# Eastern Orthodox and the Athanasian Creed



## Marrow Man (Jun 13, 2012)

I read this article this morning and it made we wonder about how firmly EOs hold to the Filioque statement in the Nicaean-Constantinopolitan Creed.

http://theaquilareport.com/remove-the-filioque-clause-from-the-nicene-creed-virtue-online/

The article includes this paragraph:



> It is sometimes argued that the Athanasian Creed contains the Filioque clause so it must have been used anciently, and it does in the West just as it is included in the Nicene Creed, but the Eastern Orthodox Churches also make use of the Athanasian Creed in the Liturgy of the Hours where it is found without the Filioque clause.

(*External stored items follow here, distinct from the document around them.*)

PR #884, opened 2022-07-18
feat: override Ethereum asset translations

gomesalexandre:
This overrides the Ethereum (`eip155:1/slip44:60`) asset translations, to be able to support the external links. Currently, we do not allow external links on this asset's description for security purposes since it's coming from CoinGecko's API.

Translations are copied from `https://api.coingecko.com/api/v3/coins/ethereum` for `en` (where links are currently disabled in web), and also `zh` and `ko` for consistency.

Additionally, some typos have been fixed with English language (see e.g wrong capitalization of MetaMask and MyEtherWallet on the original copies from the aforementioned API request), and valid line breaks have been added to fit the original copy, with the HTML `<br/>` tag (since regular markdown line breaks require a newline, which is invalid JSON syntax).


0xApotheosis (dismissed):
Looks good.

Noting that whilst the external link to `https://www.coingecko.com/en?category_id=29&view=market` does work, it probably doesn't go where it's meant to - it just redirects me to the home page of CoinGecko. But, it is indeed the URL returned in the response from `https://api.coingecko.com/api/v3/coins/ethereum`...

gomesalexandre:
> Looks good.
> 
> Noting that whilst the external link to `https://www.coingecko.com/en?category_id=29&view=market` does work, it probably doesn't go where it's meant to - it just redirects me to the home page of CoinGecko. But, it is indeed the URL returned in the response from `https://api.coingecko.com/api/v3/coins/ethereum`...

Nice catch! This just fixes the links for now but I've noticed the content of the copy itself has typos (which I've fixed) and is quite outdated e.g mentioning Trezor but not Ledger. I already got in touch with @firebomb1 to potentially improve them with our own, but in the meantime, we could fix this specific case by linking to `https://www.coingecko.com/en/categories/smart-contract-platform` - updated in ed5661edd45f173a568fe0a5a33fd0b742afe500

0xdef1cafe (approved):

PR #890, opened 2022-07-19
Osmosis swapper

toshiSat:
revert to previous account numbers for ibc/swap transactions


kaladinlight (approved):
Planning on looking into the unchained account return data, but to unblock osmosis dev, @toshiSat has confirmed this as working and it makes sense to me to keep moving forward right now as we can.

PR #892, opened 2022-07-20
feat(chain-adapters): export `EvmChainIds` type

0xApotheosis:
Exports `EvmChainIds` type for use in `web` to support EVM the work in https://github.com/shapeshift/web/pull/2164, allowing us to use tighter generics that are coupled with the `EvmBaseAdapter` types in `@shapeshiftoss/chain-adapters`.

[Example usage](https://github.com/shapeshift/web/blob/433824ea7438cb847243f8bac7bf90450bec73fd/src/components/Modals/Send/hooks/useFormSend/useFormSend.tsx#L54):

```ts
const fees = estimatedFees[feeType] as FeeData<EvmChainIds>
```

Contributes to https://github.com/shapeshift/web/issues/2156.

### DIFF
--- a/packages/chain-adapters/src/evm/index.ts
+++ b/packages/chain-adapters/src/evm/index.ts
@@ -1,2 +1,4 @@
+export { EvmChainIds } from './EvmBaseAdapter'
+
 export * as ethereum from './ethereum'
 export * as avalanche from './avalanche'


gomesalexandre (approved):
LGTM 🍬 

We'll probably have to consolidate the "EVM ChainId" terminology at some point, as https://github.com/shapeshift/web/pull/2165 is also using it but is referring to the "ETH ChainId" of EVM chains vs. this referring to an actual CAIP.

In the cases we're referring to the chainReference, we could use the `ethChainId` terminology, what do you think? If we do so, we'd have to rename our current `ethChainId` to `ethereumChainId` to avoid conflicts though (it's currently the wrong terminology anyway since ethereum is the network, ether is the asset, and lowercase eth is typically used to refer to JSON-RPC calls and the like)

kaladinlight (approved):

kaladinlight:
> LGTM candy
> 
> We'll probably have to consolidate the "EVM ChainId" terminology at some point, as [shapeshift/web#2165](https://github.com/shapeshift/web/pull/2165) is also using it but is referring to the "ETH ChainId" of EVM chains vs. this referring to an actual CAIP.
> 
> In the cases we're referring to the chainReference, we could use the `ethChainId` terminology, what do you think? If we do so, we'd have to rename our current `ethChainId` to `ethereumChainId` to avoid conflicts though (it's currently the wrong terminology anyway since ethereum is the network, ether is the asset, and lowercase eth is typically used to refer to JSON-RPC calls and the like)

Not sure I like the idea of changing our caip naming conventions even more and having a diff prefix for asset vs chain. if anything I think we should refer to the chainReference value as just that `ethChainRef` or `ethChainReference` or we can refer to it as `ethNetwork` or `ethNetworkVersion` to match rpc vernacular: https://ethereum.org/en/developers/docs/apis/json-rpc/#net_version

PR #893, opened 2022-07-20
feat(types): export Asset type from asset-service

gomesalexandre:
BREAKING CHANGE: Asset is now exported from asset-service, and all consumers should now import it from it

### Description

This moves the Asset type export to asset-service, allowing us to use the `AssetId` / `ChainId` types for the `assetId` and `chainId` properties of `Asset` without any circular dependencies.

It should give us more confidence in web typings e.g accessors that should be of type `AssetId` or `ChainId`


kaladinlight:
This creates a circular dependency between caip and types. More accurate fix would be moving the asset service types out into the asset service package and then they could utilize the caip types there

gomesalexandre:
> This creates a circular dependency between caip and types. More accurate fix would be moving the asset service types out into the asset service package and then they could utilize the caip types there

That sounds good 👍🏽 less reliance on the types package, and more types living where they really should i.e in their domain package. Moved this to draft for now

kaladinlight (dismissed):
there is a new conflict, but this update looks good to me

gomesalexandre:
> there is a new conflict, but this update looks good to me

Mergefixed! Also ran `local-ci` as a sanity check which is very happy locally

gomesalexandre:
Unrugged conflicts again

kaladinlight (approved):

0xdef1cafe (approved):

elmutt (approved):

PR #894, opened 2022-07-20
feat(caip): use correct ether/ethereum/bitcoin terminology for AssetI…

gomesalexandre:
…d and ChainId constants

This changes the naming of the constants to match the right asset/network terminology:

- `eth` -> `ethereum` for the network name
- `eth` -> `ether` for the asset name
- `btc` -> `bitcoin` for the network name
- `btc` -> `bitcoin` for the asset name (to match the ether terminology using the full name, in theory it should be `Bitcoin` for the network and `bitcoin` for the asset but given the casing we use for these constants, it's impossible to respect it so `bitcoin` is the closest we can get)

With these changes in, we'll have the right terminologies, and additionally, if we agree to use that, we'll be able to use `ethChainId` instead of `evmChainId` to refer to EVM chainIds (the actual EVM chainId that's gotten from the `eth_chainId` a.k.a a `chainReference`). This way, we won't have conflicts with the new `EvmChainIds` terminology added in https://github.com/shapeshift/lib/pull/892. Currently, it both refers to a CAIP and to an actual EVM ChainId (a ChainReference).


kaladinlight:
https://github.com/shapeshift/lib/pull/892#issuecomment-1190482885

kaladinlight:
> > > Not sure I like the idea of changing our caip naming conventions even more and having a diff prefix for asset vs chain
> > 
> > 
> > I don't think this is changing any naming conventions per se, we e.g use `bitcoinChainId` and `ethereumChainId` a few places across lib. If we explicitly _want_ to use the same prefix for asset and chain, and keep it as it is, then that's fine
> > > if anything I think we should refer to the chainReference value as just that `ethChainRef` or `ethChainReference` or we can refer to it as `ethNetwork` or `ethNetworkVersion` to match rpc vernacular: https://ethereum.org/en/developers/docs/apis/json-rpc/#net_version
> > 
> > 
> > I think the latter is perfect for the purpose of matching the RPC naming, vs. sticking to the CAIP vernacular when referring to EVM-specific chainId terminology.
> 
> Ultimately I think the full "chain" name makes the most sense as a prefix and avoids ambiguity between something where the coin symbol doesn't match the chain (ie. Cosmos/ATOM). So if we were to update naming, I personally like `bitcoinChainId`, `ethereumChainId`, `cosmosChainId`, `osmosisChainId`, etc. I don't think trying to differentiate the prefix between chainId and assetId is useful though and I would just need to think of what the asset name might be I feel like instead of always just thinking in terms of chain name imo.
> 
> +1 on the rpc naming

gomesalexandre:
@kaladinlight If we're going to use the RPC naming, I'll keep this in draft for now as we discuss it.

We won't have any naming conflicts, thus we can probably keep the current naming. I still believe that going forward, we should be more specific in the const we export, not only because of the correctness of honoring the chain/asset naming conventions for each asset/network but also for the precise reason you mention, where the coin name doesn't match the chain.

Given that currently, we only export const for the native assets, what about something like:

- `ethereumNativeAssetId`
- `ethereumChainId`

? This way, we would use the network name (with the right terminology, ethereum vs. eth currently) and make it clear we're refferring to the native asset of that network specifically. If in the future, we want to export e.g other `AssetId`s, then we could do `ethereumUsdcAssetId` which follows the same syntax, making it clear we refer to USDC on the Ethereum network specifically.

The Athanasian Creed includes this statement:



> The Holy Spirit is of the Father and of the Son; neither made, nor created, nor begotten, but proceeding.



My question: does the EO Church reject the Athanasian Creed, omit/edit the line, or something else? I understand that the phrase is not part of the original N-C Creed, but how do they handle its occurrence in the Athanasian Creed?


----------



## arapahoepark (Jun 13, 2012)

I am not sure, I think the West after much consideration inserted it, or so I have heard and (hence the schism). A much better church historian than I should answer the question though if I am wrong.


----------



## Phil D. (Jun 13, 2012)

My understanding is that most branches of EO reject, or at least do not liturgically use the Athanasian Creed (so called) because of its inclusion of the clause _Spiritus Sanctus a Patre et Filio_.


----------



## yeutter (Jun 13, 2012)

The Athanasian Creed is a Western Church creed and was never adopted by an oecumenical synod. The Eastern Orthodox Churches have not adopted nor does she use the Athanasian Creed.


----------